The speaker emphasizes that successful production agents require the right level of abstraction from frameworks and SDKs. Many teams get into trouble using libraries they don't understand sufficiently. Production frameworks must provide control and flexibility—allowing teams to swap prompts, customize tools, and implement multi-agent architectures when needed—rather than imposing overly opinionated scaffolding.

## Future Directions and Predictions

Looking ahead to 2025-2026, the speaker predicts that if 2025 was "the year of agents," 2026 will be "the year of giving agents access to computers." Most business problems can be mapped to computational problems solvable by agents with file system access, code execution capabilities, and browser/GUI interaction tools.

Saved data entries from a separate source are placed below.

PR #1210, opened 2021-05-26
Add 'CreateRockTheVoteReport' job & command.

DFurnes:
### What's this PR do?

This pull request migrates Chompy's `CreateRockTheVoteReport` queue job & Artisan command into Northstar. These allow us to request new "reports" from Rock The Vote on an hourly schedule. (We'll then check up on & parse those reports in the `ImportRockTheVoteReport`, to be added later!)

I added tests for the job & command in their respective commits. I'll drop some comments in the diff, as well.

🍽️

### Relevant tickets

References [Pivotal #178301632](https://www.pivotaltracker.com/story/show/178301632).

### Checklist

### DIFF
--- a/app/Console/Commands/ImportRockTheVoteCommand.php
+++ b/app/Console/Commands/ImportRockTheVoteCommand.php
@@ -1,0 +1,48 @@
+<?php
+
+namespace App\Console\Commands;
+
+use App\Jobs\Imports\CreateRockTheVoteReport;
+use Carbon\CarbonImmutable;
+use Illuminate\Console\Command;
+use Illuminate\Support\Facades\Log;
+
+class ImportRockTheVoteCommand extends Command
+{
+    /**
+     * The name and signature of the console command.
+     *
+     * @var string
+     */
+    protected $signature = 'northstar:rock-the-vote';
+
+    /**
+     * The console command description.
+     *
+     * @var string
+     */
+    protected $description = 'Imports Rock The Vote registrations from the past hour.';
+
+    /**
+     * Execute the console command.
+     *
+     * @return mixed
+     */
+    public function handle()
+    {
+        // We want all registrations in the past hour (including a 30 minute overlap to
+        // ensure that we don't lose any records to a gap between scheduled jobs):
+        $now = CarbonImmutable::now();
+        $since = $now->subHours(1)->subMinutes(30);
+
+        Log::debug('Executing import command', [
+            'since' => $since,
+            'before' => $now,
+        ]);
+
+        CreateRockTheVoteReport::dispatch(
+            $since->toDateTimeString(),
+            $now->toDateTimeString(),
+        );
+    }
+}
--- a/app/Models/RockTheVoteReport.php
+++ b/app/Models/RockTheVoteReport.php
@@ -2,6 +2,7 @@
 
 namespace App\Models;
 
+use Carbon\CarbonInterface;
 use App\Services\RockTheVote;
 use Illuminate\Database\Eloquent\Model;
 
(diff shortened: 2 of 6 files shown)


app/Console/Commands/ImportRockTheVoteCommand.php
```diff
@@ -0,0 +1,48 @@
...
+     * Execute the console command.
+     *
+     * @return mixed
+     */
+    public function handle()
+    {
+        // We want all registrations in the past hour (including a 30 minute overlap to
+        // ensure that we don't lose any records to a gap between scheduled jobs):
+        $now = CarbonImmutable::now();
+        $since = $now->subHours(1)->subMinutes(30);
```
DFurnes, line 36: In the original Chompy job, we created a traditional `Carbon` object & cloned it:

```php
// We want all registrations that have started before the current datetime...
$before = Carbon::now();
$since = clone $before;

// ... and after an hour ago (adding 30 overlapping minutes to ensure we don't miss any within the internal).        
$since->subHours(1)->subMinutes(30);
```

I swapped this to use `CarbonImmutable` instead, which always returns a new immutable copy of itself (rather than mutating the object that you call `subHours` or `subMinutes` on).

app/Models/RockTheVoteReport.php
```diff
@@ -55,7 +62,7 @@ class RockTheVoteReport extends Model
      */
     public static function createViaApi($since = null, $before = null)
     {
-        $userId = optional(auth()->user())->northstar_id;
+        $userId = auth()->id();
```
DFurnes, line 65: This used to read from Chompy's local `users` session table (which had a `northstar_id` column) – now it's as simple as calling Laravel's built-in `auth()->id()`! If nobody's logged in (because this is a queue job), it'll just return `null`.

app/Models/RockTheVoteReport.php
```diff
@@ -77,15 +84,16 @@ public static function createViaApi($since = null, $before = null)
         ]);
 
         // Parse response to find the new Rock The Vote Report ID.
-        $statusUrlParts = explode('/', $response->status_url);
+        // TODO: Can we read 'report_id' from the response?
+        $statusUrlParts = explode('/', $response['status_url']);
```
DFurnes, line 88: I'm wondering if perhaps the `report_id` field [on this response](https://rock-the-vote.github.io/Voter-Registration-Tool-API-Docs/#gregistrant_reports) didn't exist when we wrote this job [a year ago](https://github.com/DoSomething/chompy/pull/128)?

app/Services/RockTheVote.php
```diff
@@ -41,7 +41,7 @@ public function createReport($params)
             'json' => array_merge($params, $this->authQuery),
         ]);
 
-        return json_decode($response->getBody()->getContents());
+        return json_decode($response->getBody()->getContents(), true);
```
DFurnes, line 44: By convention, we always return associative arrays when parsing JSON – it makes it clearer that this isn't a "real" typed object/class, and makes it easier to mock responses in our test suites (without needing to cast `(object)`).

app/Console/Commands/ImportRockTheVoteCommand.php
mendelB: Nice! 🤩

mendelB (approved):
⚡

app/Models/RockTheVoteReport.php
mendelB: That would make sense!

DFurnes: Hmm, maybe not! I dumped the response when hitting this URL from my local and it indeed doesn't have `report_id`:

```json
{"status":"queued","record_count":null,"current_index":null,"status_url":"https://register.rockthevote.com/api/v4/registrant_reports/57568","download_url":null}
```

DFurnes: I did notice I was accidentally looking at the `gregistrant_reports` endpoint above, instead of [`registrant_reports`](https://rock-the-vote.github.io/Voter-Registration-Tool-API-Docs/#reports) (sneaky!), but that one is _also_ supposed to have a `report_id` field that's not showing up in practice. Alas!

I'll update this comment to explain why this hack seems to be necessary.

DFurnes: Added a `// HACK:` note in 98bb321.

PR #1213, opened 2021-06-02
ImportFileFactory updates

weerd:
### What's this PR do?

This pull request updates the `ImportFileFactory` to ensure all fields are included in the factory file to help with seeding records into the database. It also updates the prior tests that utilized the `ImportFileFactory` to ensure that expected values are used to ensure the tests pass.

👀 

While working on moving over the Chompy UI I needed to seed a bunch of import file records into the database but only a few of the fields were included in the factory. I added the rest of the fields and ensure they utilize random values that are appropriate for the fields.

However, after having done so, some tests broke, because they expected specific values (for example a `skip_count` of `1`, etc), so I added some helper methods to the test files to allow making an Import File with appropriate values for the tests.

### Relevant tickets

References [Pivotal #177733168](https://www.pivotaltracker.com/story/show/177733168).

### Checklist

### DIFF
--- a/database/factories/ImportFileFactory.php
+++ b/database/factories/ImportFileFactory.php
@@ -7,14 +7,21 @@ use App\Types\ImportType;
 use Faker\Generator as Faker;
 
 $factory->define(ImportFile::class, function (Faker $faker) {
+    $rowCount = $faker->numberBetween(10, 1250);
+    $importCount = $faker->numberBetween(1, $rowCount);
+
     return [
-        'filepath' => $faker->imageUrl,
+        'user_id' => null,
         'import_type' => $faker->randomElement([
             ImportType::$emailSubscription,
             ImportType::$mutePromotions,
             ImportType::$rockTheVote,
         ]),
-        'row_count' => $faker->numberBetween(10, 1250),
+        'options' => null,
+        'filepath' => $faker->imageUrl,
+        'row_count' => $rowCount,
+        'import_count' => $importCount,
+        'skip_count' => $rowCount - $importCount,
     ];
 });
 
@@ -23,9 +30,9 @@ $factory->state(ImportFile::class, 'email_subscription', [
 ]);
 
 $factory->state(ImportFile::class, 'mute_promotions', [
-    'import_type' => ImportType::$emailSubscription,
+    'import_type' => ImportType::$mutePromotions,
 ]);
 
 $factory->state(ImportFile::class, 'rock_the_vote', [
-    'import_type' => ImportType::$emailSubscription,
+    'import_type' => ImportType::$rockTheVote,
 ]);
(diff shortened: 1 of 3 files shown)


database/factories/ImportFileFactory.php
```diff
@@ -23,9 +30,9 @@
 ]);
 
 $factory->state(ImportFile::class, 'mute_promotions', [
-    'import_type' => ImportType::$emailSubscription,
+    'import_type' => ImportType::$mutePromotions,
 ]);
 
 $factory->state(ImportFile::class, 'rock_the_vote', [
-    'import_type' => ImportType::$emailSubscription,
+    'import_type' => ImportType::$rockTheVote,
```
weerd, line 37: These were an older copy-🍝 mistake!

tests/Jobs/Imports/ImportEmailSubscriptionsTest.php
```diff
@@ -6,6 +6,19 @@
 
 class ImportEmailSubscriptionsTest extends TestCase
 {
+    /**
+     * Make a fake unprocessed import file with no completed or skipped imports.
+     */
+    public function makeFakeUnprocessedImportFile()
```
katiecrane, line 12: Would it be helpful to do a factory state for this case as well? [We have ones elsewhere](https://github.com/DoSomething/northstar/blob/main/database/factories/UserFactory.php#L56-L66) that are more involved and similar to this!

katiecrane (approved):
Yay tests that tell the truth! I had a non-blocking question

tests/Jobs/Imports/ImportEmailSubscriptionsTest.php
weerd: Oh! That might actually be a little nicer too and remove need for helper method. I'll merge for now to unblock me from utilizing this in the Chompy UI move, but I'll try this out in upcoming PR and ping ya if it works out well!

katiecrane: Woohoo! I'd be interested to see how it goes!

weerd: Ok @katiecrane!

I looked into it and there's a small caveat. I'm already using a factory state in each test helper method to specify generating an import file as either an `email_subscription` or `rock_the_vote`.

So I added:

```php
$factory->state(ImportFile::class, 'unprocessed', [
    'import_count' => 0,
    'skip_count' => 0,
]);
```
But then when using the factory state I would need to pass the `import_type` each time and also import the `ImportType` class into each test to utilize the static properties of that class. Either that OR create states for an unprocessed import file for each type.

Debating how useful any of the aforementioned options would be 🤔

katiecrane: oooo hmmmmm I feel like the second option (create states for an unprocessed import file for each type) is most similar to how we use factories elsewhere but yeah not sure if at that point things become more confusing instead of simpler!

weerd: Ya, agreed. I'm gonna leave it for now and come back to it after all the Chompy tests are moved into NS and maybe reassess then if it's useful!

This generalizes agent utility far beyond software engineering to any domain where professionals use computers—legal document analysis, financial modeling, scientific research, and beyond.

The field is moving from viewing LLMs as collaborators (the 2025 paradigm) toward LLMs as pioneers capable of working on problems humans haven't solved or don't have time for—potentially making progress on fundamental questions in biology, mathematics, and physics. This vision, articulated in Anthropic CEO Dario Amodei's essay "Machines of Love and Grace," drives the company's research direction and safety focus.

For practitioners, the takeaway is that production LLMOps is maturing from prompt engineering for single calls toward systems engineering for agentic architectures. Success requires understanding context management, tool design, progressive disclosure, error recovery, and cost optimization at the system level rather than optimizing individual prompts in isolation. The infrastructure is becoming sufficiently robust that teams can focus on domain-specific problems rather than rebuilding fundamental agentic capabilities from scratch.